Find $\delta$ for $Q(x)$ in terms of $\epsilon$

Question

This is a homework question.

I got all the way to $$|6x+47||x-8|<\epsilon$$ So I can isolate for $|x-8|$.

What do I do then?

Answer 1

From $|6x+ 47||x- 8|< \epsilon$ you can immediately get $|x- 8|< \frac{\epsilon}{|6x+ 47|}$.
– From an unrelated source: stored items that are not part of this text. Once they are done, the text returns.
PR #671, opened 2025-04-20
Import names from defining module

pjonsson:
Import names from the module where
they are defined instead of some
module where they are imported.

----
📚 Documentation preview 📚: https://datacube-explorer--671.org.readthedocs.build/en/671/

### DIFF
--- a/cubedash/_filters.py
+++ b/cubedash/_filters.py
@@ -9,13 +9,13 @@ from datetime import datetime, timezone
 from urllib.parse import quote_plus
 
 import flask
+import orjson
 import pytz
 from datacube.index.fields import Field
 from datacube.model import Dataset, Product, Range
 from dateutil import tz
 from flask import Blueprint
 from markupsafe import Markup, escape
-from orjson import orjson
 from shapely.geometry import MultiPolygon
 
 from . import _model, _utils
--- a/cubedash/_pages.py
+++ b/cubedash/_pages.py
@@ -3,12 +3,12 @@ import re
 from datetime import datetime, timedelta, timezone
 
 import datacube
-import dateutil.parser
 import flask
 import structlog
 from datacube.model import Product, Range
 from datacube.scripts.dataset import build_dataset_info
 from dateutil import tz
+from dateutil.parser import ParserError
 from flask import (
     Blueprint,
     abort,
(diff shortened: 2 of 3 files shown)


cubedash/_pages.py
```diff
@@ -3,12 +3,12 @@
 from datetime import datetime, timedelta, timezone
 
 import datacube
-import dateutil.parser
 import flask
 import structlog
 from datacube.model import Product, Range
 from datacube.scripts.dataset import build_dataset_info
 from dateutil import tz
+from dateutil.parser._parser import ParserError
```
omad:
```suggestion
from dateutil.parser import ParserError
```

See https://dateutil.readthedocs.io/en/stable/parser.html#warnings-and-exceptions

cubedash/_filters.py
```diff
@@ -15,7 +15,7 @@
 from dateutil import tz
 from flask import Blueprint
 from markupsafe import Markup, escape
-from orjson import orjson
+from orjson.orjson import dumps
```
omad:
```suggestion
import orjson
```
Follow the examples in the [orjson docs](https://pypi.org/project/orjson/), and also the common usage of the `json` builtin module.

cubedash/_filters.py
```diff
@@ -64,7 +64,7 @@ def _dataset_label(dataset):
 
 @bp.app_template_filter("torapidjson")
 def _fast_tojson(obj):
-    return Markup(orjson.dumps(obj).decode("utf-8"))
+    return Markup(dumps(obj).decode("utf-8"))
```
omad:
```suggestion
    return Markup(orjson.dumps(obj).decode("utf-8"))
```

omad (changes requested):

cubedash/_pages.py
pjonsson: Fixed.

cubedash/_filters.py
pjonsson: Fixed.

cubedash/_filters.py
pjonsson: Fixed.

omad (approved):
Thanks!

PR #672, opened 2025-04-20
docs/conf: remove hashbang

pjonsson:
This file is never executed, so
remove the hashbang.

----
📚 Documentation preview 📚: https://datacube-explorer--672.org.readthedocs.build/en/672/

### DIFF
--- a/docs/conf.py
+++ b/docs/conf.py
@@ -1,5 +1,3 @@
-#!/usr/bin/env python
-#
 # datacube_ows documentation build configuration file, created by
 # sphinx-quickstart on Tue Jul  9 22:26:36 2013.
 #


omad (changes requested):
This file is never directly executed, so I'd prefer to remove this line, and it doesn't need to be executable. It's probably an artefact of an old version of `sphinx-quickstart`.

[`conf.py` in the official sphinx docs](https://github.com/sphinx-doc/sphinx/blob/master/doc/conf.py#L1-L8) doesn't include one.

pjonsson:
> This file is never directly executed, so I'd prefer to remove this line

Even better, fixed!

omad (approved):

PR #1125, opened 2026-04-27
utils: fix type error

### LINKED ISSUE #1114: datetime_from_metadata: dataset.center_time can be None
The `datetime_from_metadata` function always returns a `datetime` according to the type annotation, but `dataset.center_time` can be `None`, in which case `default_utc` will crash.

pjonsson:
Make the second caller handle the None
case the same way as the first caller.

Fixes #1114

----
📚 Documentation preview 📚: https://datacube-explorer--1125.org.readthedocs.build/en/1125/

### DIFF
--- a/cubedash/_filters.py
+++ b/cubedash/_filters.py
@@ -43,18 +43,22 @@ bp = Blueprint("filters", __name__)
 
 
 @bp.app_template_filter("printable_time")
-def _format_datetime(date):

Now, you want to be able to find $\delta$ such that $|x- 8|< \delta$ leads to that. That means you want $\delta$ less that $\frac{\epsilon}{|6x+ 47|}$ so we want a lower bound. That fraction will be smallest when it denominator is largest. So how do we put an upper bound on |6x+ 47|? If we first agree to look only at |x- 8|< 1 or -1< x- 8< 1, then -6< 6x< 6 and 41< 6x+ 47< 53. That is, as long as we know |x- 8|< 1 we can be sure that |5x+ 47|< 53. In that case, we know that $\frac{\epsilon}{|6x+ 47|}< \frac{\epsilon}{53}$.

(NOT 103. Are you sure you have copied that correctly?)

Answer 2

If you factor again $(x-8)$ out of $(6x+47)$ you get $$Q(x)-Q(8)=6(x-8)^2+95(x-8)$$

So $\left|Q(x)-Q(8)\right|\le 6|x-8|^2+95|x-8|<6\delta^2+95\delta=\delta(6\delta+95)$

Now if $\delta<\min\left(1,\dfrac{\varepsilon}{101}\right)$

Then $\left|Q(x)-Q(8)\right|<\dfrac{\varepsilon}{101}(6\times 1+95)=\varepsilon$

I don't know why the proposed answer is $\dfrac{\varepsilon}{103}$ but since it is trivially smaller than $\dfrac{\varepsilon}{101}$, then it would fit also.